REQUIRED ACTION =>
Reproduce nothing but the lines from the one with "www: letsencrypt --manual" down to the last line of the data below.

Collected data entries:
==*==

PR #1547, opened 2018-10-25
ansible: add atspi-2 to s390x and ppc64le

gdams:
This is required for V8 7.1 https://github.com/nodejs/node/pull/23423

### DIFF
--- a/ansible/roles/baselayout/vars/main.yml
+++ b/ansible/roles/baselayout/vars/main.yml
@@ -70,6 +70,10 @@ packages: {
     'gcc-c++,sudo',
   ],
 
+  rhel72_s390x: [
+    'at-spi2-core-devel',
+  ],
+
   smartos: [
     'gccmakedep',
     'git',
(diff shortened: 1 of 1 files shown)


ansible/roles/baselayout/vars/main.yml
```diff
@@ -70,6 +70,10 @@ packages: {
     'gcc-c++,sudo',
   ],
 
+  rhel72_s390x: [
+    'at-spi2-core-devel',
+  ],
```
richardlau: Are these additive (i.e. on `rhel72_s390x` both `rhel72` and `rhel72_s390x` apply) or does one take preference over the other?

Asking because the comment on L34 says:
> ```
> # you can either add os family or os to this list (see smartos)
> # but the playbook chooses os over family - not both
> ```

gdams: I just copied the example on https://github.com/nodejs/build/blob/master/ansible/roles/baselayout/vars/main.yml#L43

sam-github:
I lack context on this. It hasn't landed, so it doesn't seem to be required, but I could misunderstand.

@miladfarca @mhdawson @richardlau  do any of you see this as useful to get landed, or is it stale and should be closed?

miladfarca:
Doesn't seem like it's needed anymore, `atspi2`  as a requirement was modified/moved in this CL: https://chromium-review.googlesource.com/c/chromium/src/+/1356979

PR #1552, opened 2018-10-30
www: letsencrypt --manual doesn't allow auto-renew, use --nginx

rvagg:
found this in my commit queue, discovered a few weeks back when the dist.libuv.org cert didn't renew. It turns out that `--manual` doesn't allow for auto-renewal with certbot, you have to use `--nginx`, which is unfortunate, but it works and is apparently safe for our config.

==*==

RESULT FOR THIS TASK =>
www: letsencrypt --manual doesn't allow auto-renew, use --nginx

rvagg:
found this in my commit queue, discovered a few weeks back when the dist.libuv.org cert didn't renew. It turns out that `--manual` doesn't allow for auto-renewal with certbot, you have to use `--nginx`, which is unfortunate, but it works and is apparently safe for our config.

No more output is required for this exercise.